せっかく室内楽をたくさん経験してたくさん学びを得たつもりだったのに、行動範囲が決められてしまって身動きが取れないから素材も活かせない。
完璧主義な母に何事も“出来る子”として見られなければならない強迫観念が昔からつきまとっていた私にとって、それは二重苦だった。




こうして徐々に不特定多数の人前で弾くことに別の恐怖を感じるようになった私は、今日、運悪くも体調不良で記憶が定かでないという、ある意味好都合な本番を終えてしまった。




結局私は、自身が愛でてきた音楽を解放する手法で、自分や身近な人を充たせることを“音楽の魅力”として捉えている。このことに間違いはない。


しかし、この結論はいつから根付いていたのだろう。
「ピアノの先生になりたい」と短冊に書いた時も、「サントリーホールで凱旋リサイタルをした」と25歳の自分になりきって認めた小学生の頃も、たぶん、今とは別の根源を持っていたと思う。


「親に期待されていたから」
「前の学校を早く抜け出したかったから」
「弾くのが好きだから」
「音楽をやっている自分が好きだから」。
どれも正解。

でもね、いちばんは
「音楽という場を失いたくなかったから」
なんだと思う。

ご覧のとおり過去にとらわれてばかりで、「こうなりたいから」ではなかったんだ。
「みんなにすごいって言われたい」とかじゃなくて、「アーティストとしてこういうことがしたい」ってものが来なきゃおかしかったんだ。

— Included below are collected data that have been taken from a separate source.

PR #6457, opened 2020-03-02
Attempt to get Travis to deploy to npmjs

acinader:
Use deprecated `skip_cleanup: true`
as `cleanup: false` doesn't
appear to be working

PR #6595, opened 2020-04-12
Updating to travis dpl v2

cbaker6:
Testing to see if compatible with the update and if warnings disappear

Note that `skip_cleanup` has been renamed to `cleanup` and defaults to `cleanup: false` which is different from pervious version. In addition, `deploy` now asks for a `strategy` which defaults to `strategy: git` for GitHub pages. The other option is `strategy: api` which looks like it's for all others that are not GitHub pages. 

This is just a prep PR and can wait until dpl v2 is out of beta to commit

### DIFF
--- a/.travis.yml
+++ b/.travis.yml
@@ -68,7 +68,6 @@ jobs:
         all_branches: true
     - provider: npm
       edge: true
-      strategy: npm
       api_token:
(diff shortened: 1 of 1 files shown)


dplewis:
@acinader In our tests for cleanup when deploying to npm we missed the `edge: true` in the config.

https://github.com/parse-community/parse-server/pull/6457

acinader:
re-running failed postgres test

cbaker6:
I think I got the configuration correct this time, `strategy: git` is only needed for GitHub pages

acinader:
why would we want to swtich to edge?  why not just wait till its released?  I.e. is this curiosity, or do you think we should actually make this switch?  I'm inclined to wait as it works currently.

dplewis:
> This is just a prep PR and can wait until dpl v2 is out of beta to commit

We can wait until V2 is ready

cbaker6:
> > This is just a prep PR and can wait until dpl v2 is out of beta to commit
> 
> We can wait until V2 is ready

Yup, I initially looked into this to get rid of the warnings in Travis and then I realized those warnings were for preparation for dpl v2. When it’s released it looks like Parse will be ready and the warnings in Travis will be gone.

cbaker6:
Switched to GitHub Actions for deployments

今でも以前と変わらず、勉強も研究も永遠にしていたいくらい貪欲だ。けれど、人前にひとりで立ちたくない自分がいる。こわい。助けて。自由になりたい。
私は“自分”として演奏したい。私と私の好きな人たちの心が、私の音楽によって充たされるだけでいい。


そう、そういうこと。
これは“間違えてしまった”のか。
それとも、“こうであるべき”なのか。
どうして今まで気づかなかったのか。
どうして今まで考えてこなかったのか。


きちんと答えを出すには、もう少し時間が要るみたいだ。




最後に、こんなに五里霧中でもこれだけは絶対に変わらないと言えること。

私にとってピアノや音楽は私を構成する大部分であり、物心ついた頃から私の人生の軸であり、私が最も夢中になれる存在であり、私が最も愛する者であるから、彼らが消えてしまったら私は間違いなく死んでしまう。

だから、どうか、一生そばにいさせて。